## PROMPT
Among the entries below, find each line with "async" and show it.
--- --- ---
PR #544, opened 2026-07-02
feat(channels): permanent members + role-synced breakdown for cross-team channels

lilseyi:
## What & why

On a cross-team chat channel's **Channel Info** page, a leader can now add/remove **permanent** members (manually pinned, not role-synced), and the members list is split into two sections that clearly distinguish the two kinds of membership. This also fixes the previously **no-op "Add people" button** for cross-team channels.

### Two-section membership UX
- **Synced by role** — derived live from the roster; one **read-only** card per `(person, role)` they currently match, shown as `Team · Role`. Managed via *Edit synced roles*. A person matching multiple roles gets one card per role.
- **Permanent** — manually pinned members, each shown as *Added manually* with a remove (–) action; a header **[+ Add]** opens an in-screen people picker.
- A person who is **both** permanent **and** currently role-matched appears in **both** sections.

## Data model — `isPermanent`
Adds `isPermanent: v.optional(v.boolean())` to `chatChannelMembers` (additive/optional, existing rows validate). Meaning: this member is manually pinned. It's **independent of `syncSource`** — a single active row can be BOTH `isPermanent` and role-synced (`syncSource === "event_plan"`).

- **Reconcile never removes permanent rows.** The `reconcileChannelMembership` removal loop now skips any row with `isPermanent === true`, so a pinned member stays in the channel even when they drop off the rotation window (including the both-case). The add-guard is unchanged: an existing active row still causes a `continue`, so role cards are derived live rather than from duplicate rows.

## Backend
- **Shared helper `computeCrossTeamRoleMembers(ctx, channel)`** — factors the selector × `roleAssignments` matching out of `reconcileCrossTeamChannelImpl` into one reusable, read-only pass (accepts `QueryCtx | MutationCtx`). Used by the reconcile (behavior unchanged), the new query, and the remove mutation, so all three derive roster status from the exact same data. (It returns the full in-window assignment list, not a deduped `{userId, roleId, teamId}` — the reconcile needs `planId`/`eventDate` for scheduled removal; the query dedupes to one card per `(user, role)` itself.)
- **New query `getCrossTeamChannelMembership(channelId)`** — auth = active member of the channel's home group (or community admin). Returns `permanentMembers` and `syncedRoleMembers` (one entry per `(user, role)`), with a `returns` validator.
- **Channel-keyed mutations** modeled on the team-keyed `addPermanentMember`/`removePermanentMember` in `teams.ts`, gated to cross-team channels and group leaders (`ConvexError`):
  - `addPermanentMemberToChannel` — patches `isPermanent: true` on an existing active row (a synced person becomes also-permanent, no duplicate); revives a soft-left row; else inserts a fresh manual row. Idempotent.
  - `removePermanentMemberFromChannel` — clears `isPermanent`, then decides from the **live roster** (`computeCrossTeamRoleMembers`), not the stale `syncSource` tag: if the user is still role-matched the row stays active (unpin only), otherwise it's soft-removed. This correctly handles an off-roster synced+pinned member (still evicted) and a later-rostered purely-permanent member (only unpinned). Throws if not an active permanent member.
- Typed mobile refs mirror the existing `crossTeamChannels` refs (the generated api map can be stale offline).

## Add-people fix (frontend)
`ChannelInfoScreen` "Add people" previously routed to `/members`, whose add UI is gated to `custom` channels — a dead end for cross-team. For cross-team it now opens an in-screen modal using the existing **`MemberSearch`** picker (candidate list = group members, minus already-pinned), whose selection calls `addPermanentMemberToChannel`. The custom-channel path is unchanged.

## Also: serving-team calendar icon in Channel Info
A serving-team channel (`custom` + `isServingTeam`) now shows the green `calendar-outline` glyph (`#10B981`) as its Channel Info hero avatar — matching the group channels list — instead of the generic chat bubble. Plain custom channels keep the bubble; cross-team keeps its `git-merge` fork. `isServingTeam` comes from `getChannelBySlug` (spreads the raw channel doc).

## Tests
`apps/convex/__tests__/scheduling/crossTeamPermanentMembers.test.ts` (12 tests): add (manual row / idempotent / synced→also-permanent no dup / non-leader rejected), remove (purely-permanent soft-removed; both-case only unpinned; **off-roster synced+pinned soft-removed**; **later-rostered purely-permanent only unpinned**; not-permanent throws), reconcile never removes a permanent row off-roster, and the membership query (permanent list + per-`(user,role)` synced list, both-member in both, non-group-member rejected).

## Verification
- `apps/convex` `tsc --noEmit`: clean (only the pre-existing `@togather/shared/config` baseline in untouched files).
- `apps/mobile` `tsc --noEmit`: my files clean (ChannelInfoScreen only hits the known `@togather/shared` baseline import that predates this PR).
- Scheduling suite green: full `__tests__/scheduling/` = **285 passed** (12 new permanent-member tests).
- Generated `api` types for the new functions resolve via CI's convex typecheck (`npx convex codegen` can't run here without a deployment); tests exercise them at runtime.
- **No visual/simulator verification** — I can't drive the simulator, so the two-section layout, picker UX, and the calendar icon are unverified in-app.

### DIFF
--- a/apps/convex/__tests__/scheduling/crossTeamPermanentMembers.test.ts
+++ b/apps/convex/__tests__/scheduling/crossTeamPermanentMembers.test.ts
@@ -1,0 +1,476 @@
+/**
+ * Tests for PERMANENT members of a cross-team channel + the two-section
+ * Channel Info membership query (`crossTeamChannels.ts`).
+ *
+ * A cross-team channel's roster is otherwise entirely auto-synced from event-
+ * plan role assignments. A "permanent" member is a `chatChannelMembers` row a
+ * leader pinned by hand (`isPermanent === true`); the reconcile engine never
+ * removes it. These are keyed by the cross-team `channelId` (which owns no
+ * `teams` row).
+ *
+ *   - `addPermanentMemberToChannel` pins a member (idempotent; converting an
+ *     existing synced member just flags it, no duplicate row),
+ *   - `removePermanentMemberFromChannel` soft-removes a purely-permanent
+ *     member but only unpins one who is also role-synced,
+ *   - `reconcileCrossTeamChannel` never soft-removes a permanent row,
+ *   - `getCrossTeamChannelMembership` returns the permanent list plus one
+ *     "synced by role" card per (user, role), with both-members in both lists.
+ */
+
+import { describe, it, expect, afterEach } from "vitest";
+import { ConvexError } from "convex/values";
+import { convexTest } from "convex-test";
+import schema from "../../schema";
+import { modules } from "../../test.setup";
+import { api, internal } from "../../_generated/api";
+import type { Id } from "../../_generated/dataModel";
+import { generateTokens } from "../../lib/auth";
+import { buildSchedulingWorld, ts, type SchedulingWorld } from "./fixtures";
+
+process.env.JWT_SECRET = "test-jwt-secret-for-unit-tests-minimum-32-chars";
+
+let activeHandle: ReturnType<typeof convexTest> | null = null;
+
+afterEach(async () => {
+  if (activeHandle) {
+    await activeHandle.finishInProgressScheduledFunctions();
+    activeHandle = null;
+  }
+});
+
+const DAY = 86400000;
+
+/**
+ * A cross-team world: the base scheduling world (the "worship" team, with a
+ * second "Worship Leader" role added), plus a cross-team channel that selects
+ * everyone from the worship team. The channel lives in `base.groupId`, which
+ * `groupLeaderId` leads — so leader-gated mutations and the member-gated query
+ * both authorize for `groupLeaderId`.
+ */
+interface CrossTeamWorld extends SchedulingWorld {
+  worshipRoleId: Id<"teamRoles">;
+  crossChannelId: Id<"chatChannels">;
+  worshipUserId: Id<"users">;
+}
+
+async function setupWorld(): Promise<{
+  t: ReturnType<typeof convexTest>;
+  world: CrossTeamWorld;
+}> {
+  const t = convexTest(schema, modules);
+  activeHandle = t;
+  const base = await buildSchedulingWorld(t);
+
+  const extra = await t.run(
+    async (
+      ctx,
+    ): Promise<{
+      worshipRoleId: Id<"teamRoles">;
+      worshipUserId: Id<"users">;
+    }> => {
+      const worshipRoleId = await ctx.db.insert("teamRoles", {
+        teamId: base.teamId,
+        communityId: base.communityId,
+        name: "Worship Leader",
+        sortOrder: 1,
+        defaultNeeded: 1,
+        isArchived: false,
+        createdAt: ts(),
+        createdById: base.channelAdminId,
+      });
+      const worshipUserId = await ctx.db.insert("users", {
+        firstName: "Worshipper",
+        lastName: "Test",
+        email: "worshipper@example.com",
+        isActive: true,
+        roles: 1,
+        createdAt: ts(),
+        updatedAt: ts(),
+      });
+      return { worshipRoleId, worshipUserId };
+    },
+  );
+
+  const crossChannelId = await t.run((ctx) =>
+    ctx.db.insert("chatChannels", {
+      groupId: base.groupId,
+      communityId: base.communityId,
+      name: "Service Leads",
+      channelType: "cross_team",
+      memberCount: 0,
+      isArchived: false,
+      createdById: base.channelAdminId,
+      createdAt: ts(),
+      updatedAt: ts(),
+      crossTeamSync: {
+        selectors: [{ sourceTeamId: base.teamId }],
+      },
+    }),
+  );
+
+  return { t, world: { ...base, ...extra, crossChannelId } };
+}
+
+/** Insert a plan + a roleAssignment on the worship team, inside the window. */
+async function roster(
+  t: ReturnType<typeof convexTest>,
+  world: CrossTeamWorld,
+  opts: { userId: Id<"users">; roleId: Id<"teamRoles">; dayOffset?: number },
+): Promise<Id<"roleAssignments">> {
+  const eventDate = Date.now() + (opts.dayOffset ?? 3) * DAY;
+  return t.run(async (ctx) => {
+    const planId = await ctx.db.insert("eventPlans", {
+      groupId: world.groupId,
+      communityId: world.communityId,
+      title: "Sunday Service",
+      eventDate,
+      times: [{ label: "9 AM", startsAt: eventDate }],
+      status: "draft",
+      createdById: world.groupLeaderId,
+      createdAt: ts(),
+      updatedAt: ts(),
+    });
+    return ctx.db.insert("roleAssignments", {
+      planId,
+      teamId: world.teamId,
+      roleId: opts.roleId,
+      userId: opts.userId,
+      eventDate,
+      status: "unconfirmed",
+      assignedById: world.groupLeaderId,
+      assignedAt: Date.now(),
+    });
+  });
+}
+
+/** All rows (active + soft-left) for a user on the cross-team channel. */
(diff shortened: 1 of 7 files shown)


apps/convex/functions/scheduling/crossTeamChannels.ts
```diff
@@ -327,3 +332,328 @@ export const listCrossTeamChannels = query({
...
+    const stillRoleMatched = roleMembers.some(
+      (m) => m.userId === args.userId,
+    );
+
+    if (!stillRoleMatched) {
+      // No live role match — unpinning removes them from the channel entirely.
+      await ctx.db.patch(active._id, { isPermanent: false, leftAt: Date.now() });
+    } else {
+      // Still a live synced member — just unpin, leave the row active.
+      await ctx.db.patch(active._id, { isPermanent: false });
```
lilseyi: 🤖 Subagent review (codex unavailable)

**[BLOCKING · CONFIRMED] Unpinning a role-matched *manual* row leaks a permanent, un-removable ghost member.**

The mutation's promise (docstring + the confirm dialog "If they're still on the roster they'll stay via their role") only holds when the active row carries `syncSource === "event_plan"`. It breaks for the **pin-first-then-roster** ordering:

1. Pin `U` while *not* rostered → row `{isPermanent:true, syncSource:undefined, active}`.
2. `U` gets rostered + reconcile runs. The add/refresh loop finds no `event_plan` row for `U`, hits the prior-rows path, sees the active manual row and `if (activeRow) continue;` (teamChannelSync.ts ~L212–215) — **the row is never stamped with `syncSource`.** (Your own test "only unpins a purely-permanent member who is now live-rostered" asserts `syncSource` stays `undefined` here.)
3. Unpin → this `else` branch sets `{isPermanent:false}`, row stays active with `syncSource:undefined`.
4. Roster window passes. Reconcile's removal loop only iterates `syncedMembers` (rows where `syncSource === "event_plan"`). This row is **not** in that set, so it is **never soft-removed.**

Result: `U` is stuck active in the channel forever — counted in `memberCount`, can read/post — yet shows in **neither** Channel Info section (not permanent, not currently role-matched). And `removePermanentMemberFromChannel` throws ("not a permanent member") because `isPermanent` is now false, and the flat Members list is hidden for cross_team channels — so there is **no UI path to remove them.**

Fix: when unpinning a still-role-matched row that lacks `syncSource`, hand it to the reconcile engine (stamp `syncSource:"event_plan"` + metadata) so it's evicted when the role ends — or convert active manual rows to synced in the reconcile add-loop when they land in `desired`. This edge is untested (see summary).

apps/convex/functions/scheduling/crossTeamChannels.ts
```diff
@@ -327,3 +332,328 @@ export const listCrossTeamChannels = query({
...
+    channelId: v.id("chatChannels"),
+    userId: v.id("users"),
+    added: v.boolean(),
+  }),
+  handler: async (ctx, args) => {
+    const callerId = await requireAuth(ctx, args.token);
+    await requireCrossTeamChannelLeader(ctx, args.channelId, callerId);
+
+    const user = await ctx.db.get(args.userId);
+    if (!user) {
```
lilseyi, line 553: 🤖 Subagent review (minor · PLAUSIBLE)

**No server-side check that the pinned user is a group/community member.** `addPermanentMemberToChannel` only verifies the user *exists* (`ctx.db.get(args.userId)`), not that they belong to the channel's home group or community. A group leader calling the mutation directly (bypassing the `groupId`-scoped `MemberSearch` picker) could pin an arbitrary user into the channel, granting them read/post access.

This matches the existing `teams.ts addPermanentMember` pattern (which also doesn't verify), and the UI does scope the picker to group members, so it's not a new regression — but since cross-team channels can span multiple groups, a `requireGroupMember(ctx, channel.groupId, args.userId)` guard here would close the gap cleanly. Non-blocking; flagging for a decision.

apps/convex/__tests__/scheduling/crossTeamPermanentMembers.test.ts
```diff
@@ -0,0 +1,566 @@
...
+      },
+    );
+
+    const rows = await rowsFor(t, world, world.worshipUserId);
+    expect(rows.length).toBe(1);
+    expect(rows[0].leftAt).toBeDefined();
+    expect(rows[0].isPermanent).toBe(false);
+  });
+
+  it("only unpins a purely-permanent member who is now live-rostered", async () => {
```
lilseyi, line 396: 🤖 Subagent review (minor · CONFIRMED gap)

This test stops one step short of the bug flagged on `crossTeamChannels.ts:653`. It asserts the row stays active + unpinned after unpin, but never runs a **reconcile afterward with the roster expired**. Because this row has `syncSource === undefined` (asserted on L~404), the reconcile removal loop — which only iterates `syncSource === "event_plan"` rows — can never evict it, leaving a permanent un-removable ghost member. Add a follow-up assertion: move the assignment out of the window, `reconcileCrossTeamChannel`, and expect the row to be soft-removed (it currently would NOT be).

lilseyi (commented):
🤖 Subagent review (codex unavailable)

Traced the reconcile/sync logic, both mutations, the query, and the frontend against the code; ran the new test file (12/12 green). Solid, well-documented PR with one real correctness gap.

**Findings (severe first):**

1. **[BLOCKING · CONFIRMED] Un-removable ghost member after unpin.** `crossTeamChannels.ts:653` (`removePermanentMemberFromChannel`). For the pin-first-then-roster ordering, the active row keeps `syncSource === undefined` (reconcile's add-loop skips already-active rows, teamChannelSync.ts ~L212). Unpinning a still-role-matched such row leaves it active but un-owned by the reconcile engine (removal loop only touches `syncSource==="event_plan"`), so it is never evicted when the roster ends — and can't be removed via the UI (remove mutation throws since `isPermanent` is now false; flat Members list is hidden for cross_team). Contradicts the mutation docstring + confirm dialog. Fix: stamp `syncSource` when unpinning a role-matched manual row, or convert active manual rows to synced in the reconcile add-loop. Details inline. Untested — see finding 4.

2. **[minor · PLAUSIBLE] No group-membership check on add.** `crossTeamChannels.ts:548`. `addPermanentMemberToChannel` verifies only that the user exists. Matches existing `teams.ts` pattern and the picker scopes to the group, so not a regression, but a direct call could pin an arbitrary user. Consider `requireGroupMember(ctx, channel.groupId, args.userId)`.

3. **[nit] Query fan-out.** `getCrossTeamChannelMembership` re-fetches user/role/team per (user,role) card (repeated user/team gets) and collects all active rows to filter `isPermanent` in JS. Fine at expected channel sizes; note only.

4. **[minor · CONFIRMED gap] Missing test.** The "now live-rostered" test (L383) stops before a post-unpin reconcile with an expired roster — exactly the scenario that leaks finding 1.

**Verified correct (no action):**
- Reconcile guard `if (member.isPermanent === true) continue;` sits only in the removal loop; non-permanent rows behave exactly as before; a both-synced-and-permanent in-window member is refreshed (not duplicated), off-window is preserved (not removed).
- `computeCrossTeamRoleMembers` extraction is behavior-preserving (same window/selector/decline filtering); reconcile desired-set/scheduledRemoval unchanged.
- Query dedup by (userId, roleId) correct; both-member appears in both lists per design; auth = `requireGroupMember`.
- add idempotency (active→flag, soft-left→revive, none→insert) and memberCount refresh correct; leader gating via ConvexError.
- Schema `isPermanent: v.optional(v.boolean())` is additive-safe; no index/validator breakage.
- Frontend: hooks all declared before the early returns; two-section render + reused `MemberSearch` (mode/groupId/excludeUserIds) wired to the right mutations; remove has a ConfirmModal; serving-team icon (`custom && isServingTeam`) resolves — `getChannelBySlug` spreads the full doc and `isServingTeam` is a schema field; no NativeWind/className; layout styles on inner Views.

**Verdict: request changes on finding 1 (blocking) before merge; 2–4 are minor/optional.**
--- --- ---
## RESPONSE TO THIS TASK
+afterEach(async () => {
+async function setupWorld(): Promise<{
+    async (
+async function roster(
+  return t.run(async (ctx) => {
+  handler: async (ctx, args) => {
+  it("only unpins a purely-permanent member who is now live-rostered", async () => {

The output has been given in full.